Friday, May 19, 2017

Last Day of School Drop-Off!

Today, as I dropped my 5th graders off at elementary school for the last time, I shed tears of joy…that I never have to go through the car rider drop-off lane at school ever again. I have endured a lot of foolishness from other parents over the last six years. Here are some of my nemeses:

1. The “Expert” Parker Parent – This parent believes they can save so much time by backing into a parking space. The rest of the car line backs up clear around the circle while this person stops, slowly backs in, pulls forward to straighten out, backs in again, pulls forward one more time, backs in again…
2. The Lipstick Smudge Parent – This parent (usually a mom…but not always) has a PDA routine that rivals a superstitious Major League Baseball player coming up to bat. Before their child (or God forbid, children) can exit the car, there is the extended hug and backrub, followed by a minimum of two kisses on each cheek and one on the forehead.
3. The Red Carpet Parent – This parent will only let their child out of the car when they can park directly in the crosswalk in front of the school doors. Never mind that there are a dozen cars behind them and 30 feet of open curb beyond the crosswalk.
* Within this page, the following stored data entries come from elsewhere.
PR #255, opened 2018-04-25
Add numpy to setup.py

tomtor:
Missing requirement


Stefano80:
Merged, this is necessary and nothing bad can happen.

Their child is just more important than yours.
4. The Secret Service Agent Parent – This parent will not move their car until they have seen their child pass through the doors of the school. If your child cannot make the 20-foot journey from the curb to the doors safely, maybe park and walk them in.
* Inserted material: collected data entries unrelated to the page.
PR #256, opened 2018-04-25
Fix race condition in get_pending()

tomtor:
Found while stress testing with pypy

### DIFF
--- a/fishtest/fishtest/userdb.py
+++ b/fishtest/fishtest/userdb.py
@@ -1,5 +1,7 @@
 import sys
 import time
+import threading
+
 from datetime import datetime
 from pymongo import ASCENDING, DESCENDING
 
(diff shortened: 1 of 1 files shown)


Stefano80:
Hi @tomtor , thank you for this, I will merge as soon as @ppigazzini gives its ok. Could you maybe post or commit the code you used for stress testing? By the way, would it make sense to add it Travis?

tomtor:
@Stefano80 that's really simple, utils/stress-main.sh:

    for i in 1 2 3 4 5 6 7 8 9 10; do curl http://localhost:6543/tests?[1-1000] > /dev/null & done
    wait

Not sure if that should be added to the repo.
I could perhaps add something to travis later, those travis scripts do need some love.

Stefano80:
Ok, then let me merge, at latest tomorrow (unless @ppigazzini precedes me).

ppigazzini:
official server updated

5. The “Procrastinators Breed Procrastinators” Parent – This parent’s child is putting the finishing touches on the homework they didn’t do the night before, and now that mom or dad has got the car in park, it’s time for them to sign all the assignment books, returned tests, behavior charts, report cards, and permission slips (after we take a few moments to read them for the first time, of course).
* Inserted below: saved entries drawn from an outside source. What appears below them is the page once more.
Issue #257, opened 2018-04-25
cache builds on the worker


vondele:
I have been thinking about the issue of having smaller batches run on fishtest (maybe as small as 100). AFAIK, the main obstacle is the overhead of building the stockfish binaries. However, a solution that might be easy to implement would be to keep a worker-local cache of binaries (probably in the form of stockfish.SHA files in the worker directory), which a worker would use as possible. This would remove the building overhead largely (a worker would at most need to build all running patches, but that's only a handful). In fact, it could even speedup with the current batch size, as e.g. master is often the same for sequences of patches, tuning builds things twice, and a fast worker might do multiple batches already now. By keeping only the 25 latest binaries, the size of the cache would be 10Mb or so.

ppigazzini:
@vondele w/ msys2 on windows the binary is 3455 KB, so caching 25 runs requires 25*2*3.5 MB = 175 MB (if the base can be shared the disk space is halved).

vondele:
Really... ? Linux: 344K

Is that equivalent to a static build (Linux static is 3.2Mb) ? If so is that really needed when building a local version ? I see that the makefile adds -static for mingw.

Even 200Mb is actually still on the semi-reasonable size of a cache, but is not ideal anymore.

vondele:
I tried on linux to cross compile to mingw (https://github.com/glinscott/fishtest/wiki/Building-stockfish-on-Windows#cross-compilation-from-ubuntu) and the non-static stripped binary is 384K, so reasonable. It looks like the static build includes libwinpthread-1.dll and libstdc++-6.dll, which would explain the size.

ppigazzini:
`libgcc_s_seh-1.dll  libstdc++-6.dll  libwinpthread-1.dll` to be correct, view the [wiki](https://github.com/glinscott/fishtest/wiki/Building-stockfish-on-Windows#building-stockfish-with-link-time-optimization-lto)

vondele:
In case we can't get rid of -static for local builds, we can use ```strip --strip-all``` which reduces the mingw builds to 1.2M which would reduce a 25 element cache to ~30Mb, which I think is more or less OK.

ppigazzini:
`strip` and `strip --strip-all` make the same binary w/ my msys2

msys2 binary
- 3456 KB static w/o strip
- 1138 KB static w/ strip
- 911 KB dynamic w/o strip
- 281 KB dynamic w/ strip

vondele:
[...]

PR #258, opened 2018-04-26
Keep a cache of compiled SF binaries.

vondele:
As discussed in issue #257

keep the 25 most recent binaries on the worker, and reuse instead of recompile.

untested, for discussion.


Stefano80:
Ok, tomorrow in the evening I will have time and try to go through it.

ppigazzini:
1. dev-server setup with chunk_size=10

https://github.com/glinscott/fishtest/blob/f2308e6097a8d4212d44a34b3242434965230259/fishtest/fishtest/rundb.py#L28

2. workers started with:
```
#!/bin/bash
cd fishtest
rm -rf worker
git fetch upstream
git pull  --no-edit upstream pull/258/head
cd worker
python worker.py --host 94.198.98.239 --concurrency 3 user01 user01
```

3. error message on WSL
```

Exception running games:
  File "/root/_git/fishtest/worker/games.py", line 447, in run_games
    ['-each', 'proto=uci', 'tc=%s' % (scaled_tc)] + nodestime_cmd + threads_cmd + book_cmd
TypeError: 'str' object is not callable
```
4. error message on Windows msys2
```
C:\msys64\mingw64\bin\strip.exe: 'stockfish': No such file
make: *** [Makefile:427: strip] Error 1

Exception running games:
  File "D:\__test_worker\ori\worker01\\worker.py", line 91, in worker
  File "D:\__test_worker\ori\worker01\games.py", line 377, in run_games
    setup_engine(new_engine, worker_dir, sha_new, repo_url, worker_info['concurrency'])
  File "D:\__test_worker\ori\worker01\games.py", line 129, in setup_engine
    subprocess.check_call(MAKE_CMD + ' -j %s' % (concurrency) + ' strip', shell=True)
  File "C:\Python27\lib\subprocess.py", line 186, in check_call
    raise CalledProcessError(retcode, cmd)
CalledProcessError: Command 'make COMP=mingw ARCH=x86-64-modern -j 7 strip' returned non-zero exit status 2
Task exited
```

vondele:
@ppigazzini Thanks! 
- Number 3. should be fixed by the 1d4a616 commit.
- Number 4. Windows msys2 .... seems like a stockfish makefile issue. Can you do in the stockfish tree
```
make COMP=mingw ARCH=x86-64-modern -j 7 profile-build
make COMP=mingw ARCH=x86-64-modern -j 7 strip
```
The error message seems to suggest that strip doesn't find the binary.

tomtor:
@ppigazzini if you lower the chunksize you should also lower the max number of games default : eg to 
1000 * chunksize 
Otherwise the list gets very big.

ppigazzini:
@tomtor thank you, i viewed only now your message. I set the chunksize=100 because the server was unresponsive.
@vondele IMO number 4 is missing the extension .exe

vondele:
@ppigazzini I think so as well, but that ought to be done in the Makefile. The strip target is thus not working ? Any chance you could test the following change to the SF Makefile (both profile-build and strip):
```diff
diff --git a/src/Makefile b/src/Makefile
index 25436e25d..34264e78e 100644
--- a/src/Makefile
+++ b/src/Makefile
@@ -22,7 +22,11 @@
 ### ==========================================================================
 
 ### Executable name
+ifeq ($(COMP),mingw)
+EXE = stockfish.exe
+else
 EXE = stockfish
+endif
 
 ### Installation dir definitions
 PREFIX = /usr/local
@@ -437,7 +441,7 @@ clean: objclean profileclean
 
 # clean binaries and objects
 objclean:
-       @rm -f $(EXE) $(EXE).exe *.o ./syzygy/*.o
+       @rm -f $(EXE) *.o ./syzygy/*.o
 
 # clean auxiliary profiling files
 profileclean:
```

ppigazzini:
@vondele could you open a PR on Stockfish to correct the Makefile?

vondele:
sure, the makefile issue belongs there. Just wondering if it actually fixes the issue. Cross-compiling & stripping from linux seems to work this way.

ppigazzini:
@vondele windows worker works fine with the commit https://github.com/glinscott/fishtest/pull/258/commits/7dc785d19fa40b0e76aa0609e871aaa4f79fa258

vondele:
I think it is working correctly indeed. Obviously we still want to strip under mingw eventually, but this try/pass would still be needed if we want to test old version of SF (regression tests).

I wonder if this change will also protect somewhat against people running two workers in the same directory and producing wrong benches. Now, the binaries all have unique names, and the right binary will be picked anyway.

tomtor:
https://github.com/glinscott/fishtest/blob/f2308e6097a8d4212d44a34b3242434965230259/fishtest/fishtest/views.py#L403

Should be

    data['num_games'] = 1000 * request.rundb.chunk_size

In addition because request_task is an expensive server operation (with a random delay at the worker of 1-30s) I suggest a chunk size of minimal 250.

vondele:
250 @tomtor might indeed make a lot of sense (also in light of the random delay). 

However, I think it would be good to make the change to the worker and the eventual reduction of batch size independent. 

Since I don't know the server, if we change the chunk_size, does it need special care, e.g. to have the attribution of played games, etc. correct ?

tomtor:
Regarding chunk size, this also effects SPSA runs. A worker will play mini batches of 2 * Nr-Processors games. So a 32 core worker will play 64 games in an SPSA batch. The last games (chunk_size % (2*Nr-Processors)) from a chunk_size task are currently waisted. They are played but do not contribute to an SPSA iteration. This is not a major issue but we should look at it in a separate PR.

tomtor:
@vondele See https://github.com/glinscott/fishtest/pull/261/commits/781fcc9afef3f08b133a6a50909735bececb49ea for a fix of the travis test

vondele:
@tomtor thanks! Integrated in the patch.

vondele:
Done. Note that this is now a change to both worker and server. The worker might thus need a version bump.

ppigazzini:
@vondele please consider to write this PR also for the [Multi Variant Fishtest](https://github.com/ianfab/fishtest) run by @ianfab :-)

noobpwnftw:
Please let me know: do I need a particular version of worker to test things?

ppigazzini:
I run this script
```
#!/bin/bash
# run once then comment out
git clone https://github.com/glinscott/fishtest.git
cd fishtest
git config --global user.email "you@example.com"
git config --global user.name "Your Name"
cd ..

# run always
cd fishtest
rm -rf worker
git fetch upstream
git pull  --no-edit upstream pull/258/head
cd worker
python worker.py --host 94.198.98.239 --concurrency 8 user01 user01
```

Stefano80:
So, now I have some conflicts. @vondele : could you solve them? One is somewhat clear, the other one is impacting the logic, so I don't know what to do.

Stefano80:
Sorry for closing.

Stefano80:
Somehow I understood that this is ready for merging, now I realise that it probably is not. No harm done, as I could not merge and server has not been restarted.

vondele:
@Stefano80 it was ready for merging, but it looks like it needs a rebase... let me have a look.

noobpwnftw:
If I did things correctly, my workers are running this branch. I have manually fixed one conflict in games.py

worker/games.py
```diff
@@ -149,7 +145,11 @@ def setup_engine(destination, worker_dir, sha, repo_url, concurrency):
         make_cmd = m.read().strip()
       subprocess.check_call(make_cmd, shell=True)
     else:
-      subprocess.check_call(MAKE_CMD + ' -j %s' % (concurrency), shell=True)
+      subprocess.check_call(MAKE_CMD + ' -j %s' % (concurrency) + ' profile-build', shell=True)
```
Stefano80: Ok for now. But could you open a issue in order to fix this? I see two possible fixes:
- check that we get correct fail and then pass or
- only avoid stripping after checking which kind of makefile we got

worker/games.py
```diff
@@ -380,25 +380,28 @@ def parse_options(s):
   if not os.path.exists(testing_dir):
     os.makedirs(testing_dir)
 
-  new_engine = os.path.join(testing_dir, 'stockfish' + EXE_SUFFIX)
-  base_engine = os.path.join(testing_dir, 'base' + EXE_SUFFIX)
+  # clean up old engines (keeping the 25 most recent)
+  engines = glob.glob(os.path.join(testing_dir, 'stockfish_*' + EXE_SUFFIX))
+  engines.sort(key=os.path.getmtime)
+  if len(engines) > 25:
```
Stefano80: Without checking, I think that 
```
for old_engine in engines[26:]:
   os.remove(old_engine)
```
could work too.

worker/games.py
```diff
@@ -380,25 +380,28 @@ def parse_options(s):
...
+    for old_engine in engines[:len(engines)-25]:
+      os.remove(old_engine)
+
+  # create new one
```
Stefano80: > create new ones

should be the right comment...

Stefano80:
The CI build is failing. Does it pass locally? I retrigger it here online.

worker/games.py
vondele: I'm not sure what to do here. Do you want to catch specific exceptions (calledProcessError) only?

Stefano80: Yes, I would only catch specific exceptions and rethrow all others. By the way, what happens if you `strip` a linux build?

Stefano80:
Mmmh... it keeps failing.

vondele:
@Stefano80 I can only guess why CI might fail, don't yet know how to test locally. It looks like that line is related to a previous patch. Maybe we have exceeded the number of github api calls / hour ?

worker/games.py
noobpwnftw: then it will lose debug info, which I believe it is even beneficial since we are caching them.

vondele: I'm a python newbie actually.... wouldn't mind if you did the catching & rethrowing...

Stripping linux binaries works fine, yields some space savings.

noobpwnftw:
It says test_item_download function failed, it is in the worker code that expecting certain behavior.

vondele:
```
  tree = requests.get(github_api(FISHCOOKING_URL) + '/git/trees/setup', timeout=HTTP_TIMEOUT).json()
  for blob in tree['tree']:
```
it seems like 'tree' is not available in tree['tree'], which could happen if the github_api call was refusing to return what is needed.

Stefano80:
I just checked the master locally, it passes (by the way the correct command is `test_worker.sh`). It sounds more like too much requests. Let me merge your patch locally and check whether it works for me.

Stefano80:
Ok, locally your patched passes, so it is probably due to too many github requests. If you squash I will merge and restart the builds in some time.

worker/games.py
Stefano80: Ok, let us open an issue with this `try/catch` stuff. I don't know whether I can do it on my linux machine, but it could be that somebody picks it up.

Stefano80:
I am now going offline for some time, coming back in 30 min and wait for @ppigazzini . If you dont have the time to squash, I will do, we can work on giving you authorship later.

vondele:
should be squashed now...

Stefano80:
Ah, you catched me in the last time. Mergin.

6. The Paratrooper Parent – Otherwise known as the awesome parent, this person (who bears a striking resemblance to me) slides the van door open as he comes to a rolling stop, shouting GO! GO! GO! as his children clutch their bags and execute a textbook drop and roll onto the curb. “Have a great day at school kids! Knowledge is power!” he says, as he accelerates away (providing he is not behind any of Parents #1-5 above).